Optimal sampling for least squares approximation with general dictionaries
Philipp Trunschke, Anthony Nouy
TL;DR
The paper tackles stable least-squares approximation when the dictionary may be overcomplete and the optimal sampling measure depends on an unknown Gramian $G$. It introduces an iterative Gramian refinement method that bootsstraps from an initial vol-sampling-based estimate and progressively improves the sampling density via inverse Christoffel functions, achieving convergence in mean and variance and providing high-probability framing guarantees. Theoretical results show unbiasedness of iterates and decreasing variance, while experiments demonstrate substantial reductions in required samples compared to naive Monte Carlo across unbounded, compact, and singular measures.

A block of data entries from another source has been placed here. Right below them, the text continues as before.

PR #324, opened 2021-01-18
Set github actions to ignore pushes

ryscher:
Only run the actions for pull requests.


sfisher (approved):
I think this is a good change.

PR #325, opened 2021-01-18
Fix rubocop issue with prior merges

ryscher:
Minor rubocop update for #316, since that PR was created before the GitHub actions were running correctly.


sfisher (approved):
Thanks Ryan.

The type of quote thing is kind of annoying to me and having to think about contents of the string (will it use interpolation?) in order to choose the quote type (single or double).  I know Brian Riley and their team decided to just use double quotes everywhere unless there was a special need for single quotes.

I suppose it's mostly not a big deal and the autofix switch for rubocop will change it based on the string contents, but I don't find being picky about quote type to really improve any kind of readability and I suspect the execution time difference between the two string types is negligible.

PR #478, opened 2021-05-17
Warn about submission unless they give us data files

sfisher:
Data files are why Dryad exists and we shouldn't be a conduit for people to use Zenodo with no data.


sfisher:
Hold off on this one.  I'll convert it to a popup warning instead of a completion requirement for submission.

ryscher:
This looks good and works well. The warning box looks great.

PR #479, opened 2021-05-17
Publisher/society dashboard permissions

ryscher:
For https://github.com/CDL-Dryad/dryad-product-roadmap/issues/1231

Allows administrators for publishers and societies to view datasets associated with their journals. They can not edit the datasets, though they can change the dataset to be associated with a different journal.

The easiest way to test is to set up relationships in the console, something like this:
```
o = StashEngine::JournalOrganization.create(name: 'Some org')
j = StashEngine::Journal.last
j.sponsor = o
j.save
u = StashEngine::User.find(<ID>)
StashEngine::JournalRole.create(journal_organization: o, user: u, role: 'org_admin')

# verify the user has admin privs for the correct journals
u.journals_as_admin
```

Once the relationships are set up, you can login as the appropriate user and see the associated datasets in the Admin dashboard.


sfisher (approved):
This looks good.  I tested manually and read over the code.

It's kind of crazy how many types of admins we have.  Looks like running into the `type` field was fun.  :-)

PR #480, opened 2021-05-18
Removes passenger from our deploy and code

sfisher:
And this adds puma to our gemfiles, etc, though I don't know if it will be really needed there if puma is managed outside of capistrano.

I'm creating a new branch `deploy-update-main` to accumulate our changes for moving to new deployment models and merging this change into that rather than into our regular main branch which we probably still need for normal development before the deploy changes all roll out.

I tested out our deploys without passenger and everything deploys OK, but it just doesn't start or stop the server as part of Capistrano like it used to.  I tested with the puma-systemd stuff, but doesn't work because of permissions and I think it will not be managed that way (through capistrano) anyway?


ryscher:
Looks good, works fine for me. Thanks for removing all the cruft.

PR #481, opened 2021-05-19
Reinstate local counter

sfisher:
This re-instates the counter stats so they just come from our database.

It also has a little bit of rework in the stat generation so it tallies all of them from the reports into a hash in memory and then writes the 40,000 or so updates to the database in one pass.  This is instead of tallying from the database like we did before for each month which took a lot longer.

Add a test which checks the tally results for 6 items and 2 months of reports.


ryscher:
Sigh. Sorry you had to do this again!

PR #482, opened 2021-05-19
Default value for manuscript number in Editorial Manager bridge

ryscher:
If Editorial Manager does not provide a manuscript number, fall back to use deposit ID, or as a last resort fill it with a generic string. This allows users to progress through the submission system without worrying about the manuscript number. Editorial Manager will store and use the dataset DOI, so we do not need the manuscript number for later matching.


sfisher (approved):
Seems sensible.  Thanks Ryan.

PR #484, opened 2021-05-20
Curator assignment and filtering

ryscher:
For https://github.com/CDL-Dryad/dryad-product-roadmap/issues/1232

On the "Admin Dashboard" page:
- Allows curators to "assign" themselves or other curators to a dataset.
- Adds a Curation Activity to record the fact that someone changed the assignment, with an optional comment made by the curator who changes it.
- When a dataset is versioned by the author, automatically re-assigns the same curator as the previous version
- Adds the capability to filter by Curator


sfisher (approved):
Look pretty good to me, though I wasn't quite sure where to find this in the UI and I think maybe I didn't look in the right place.

PR #485, opened 2021-05-21
Add note about ensuring tenant

ryscher:
When creating an account for API-only use, sometimes the `tenant_id` does not get set. This adds a step to the documentation so we ensure it is set properly.


sfisher (approved):
Thanks for adding this, Ryan.

PR #486, opened 2021-05-21
Disallows submitting if over size or file limits

sfisher:
Changes to file limits:
- No more per-version lower size limits for direct uploads.  If they can get them into S3 (and if validates they're there before submission) then they can upload the sizes they want.  Larger files have more chances of upload problems, though, so some people might like to use the FTP server and URLs still.
- Size and number of file limits moved out of individual tenants to global configuration.
- Checks each of the three file types separately and with separate size limits for Zenodo (50GB) vs Dryad (300GB).  Each type has a 1,000 file limit (3,000 if you upload 1,000 to each).

In addition to refactoring, changing tests for file limits, I removed all the extra file upload templates we were no longer using.  Also removed some pieces of controller actions, some actions and some filters and routes for things not used anymore.  I believe I tried all the actions in the UI for file uploads and everything works and I didn't remove anything still needed.

To test limits manually:
1. Edit `app_config.yml`
2. Change something like this, which sets to 1 MB, 500 KB and 5 files.
  ```
    maximums:
      merritt_size: 1_000_000
      zenodo_size: 500_000
      files: 5
  ```
3.  exceed file size or number for a type and it should display an error and disallow submission on the review page and indicate where you've run over.


ryscher:
This is great. Thanks for moving the configs out of the tenants, and thanks for tracking down all of the old code that we don't need any more.

PR #487, opened 2021-05-21
Frictionless manifest files

cacods:
- Implements frictionless validation for manifest files right after adding them to the files table.
- Column Tabular Data Check have 4 status: "Checking...", "Issues Found", "Passed", "N/A".
- "**Checking...**": validation going on in backend via ajax request.
- "**Issues Found**": validation returned report with errors -- new entry created in the database.
- "**Passed**": validation returned report without errors -- entry doesn't created in the database.
- "**N/A**": file is not csv.

"Checking" status may be transitory, and replaced in the future).


cacods:
I think the Upload to S3 functionality is up again.
Please note that when arriving/refreshing Upload Files page, non-manifest files will appear as "Passed" in Tabular Data Check column since they don't have frictionless report. I'm working on frictionless validation for non-manifest files now.

sfisher (approved):
Thanks for all this work, Cassiano.

I tested out and it seems to work.  Also tested the regular files still upload and it seems good.

PR #488, opened 2021-05-21
Updating ucop ezid prefix

sfisher:
This is a small change for UCOP identifiers and just changing the prefix.


ryscher:
Yay for persistent identifier prefixes?

PR #489, opened 2021-05-21
Simplifying installation of solr schema

sfisher:
These are very small changes, but simply copy over some of the extra files form the solr schema for geoblacklight into our own repo and simplify the install instructions by just copying the config files out of our repository rather than getting them from two places.


ryscher:
Thanks for simplifying this.

PR #492, opened 2021-05-24
Both new and existing files show as "uploaded"

sfisher:
The "new" terminology was confusing since some "new" files had been uploaded a while back in previous versions.

Instead, changing the term to "uploaded" which shows for both newly uploaded and previously (long ago) uploaded items.

This is what shows in the table of uploads on page 2 of the process.  Page 3 still shows new next to new items in this version, nothing (and an underlined link) for submitted versions and a strikethrough for removed items.


cacods:
It makes sense. So the misleading "New" term for previous versions gets solved.
It's possible to have other labels as for that derived from database (created, copied), but I think it's great to have that fixed for this release.

ryscher:
This looks fine, and should be a better user experience.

This approach enables practical, offline-online use of optimal sampling in nonlinear approximation contexts where the underlying linear space arises from local linearisation of complex models. Overall, the work advances the feasibility of near-optimal, dictionary-based least-squares in challenging, high-dimensional settings.
Abstract
We consider the problem of approximating an unknown function from point evaluations. This problem is a crucial subproblem in many modern (nonlinear) approximation schemes. When obtaining these point evaluations is costly, minimising the required sample size becomes crucial. Recently, an increasing focus has been on employing importance sampling strategies to achieve this. For the approximation in a $d$-dimensional linear space, an optimal i.i.d. sampling measure achieves a sampling complexity of $\mathcal{O}(d\log (d))$. However, the corresponding sampling measure depends on an orthonormal basis of the linear space, which is rarely known (in particular in the context of nonlinear approximation where the linear space arises as a local linearisation of a nonlinear model class like neural networks or tensor networks). Consequently, sampling from these measures is challenging in practice. This manuscript presents a strategy for estimating an orthonormal basis. This strategy can be performed offline and does not require evaluations of the sought function. We establish convergence and illustrate the practical performance through numerical experiments. Comparing the presented approach with standard Monte Carlo sampling demonstrates a significant reduction in the number of samples required to achieve a good estimation of an orthonormal basis.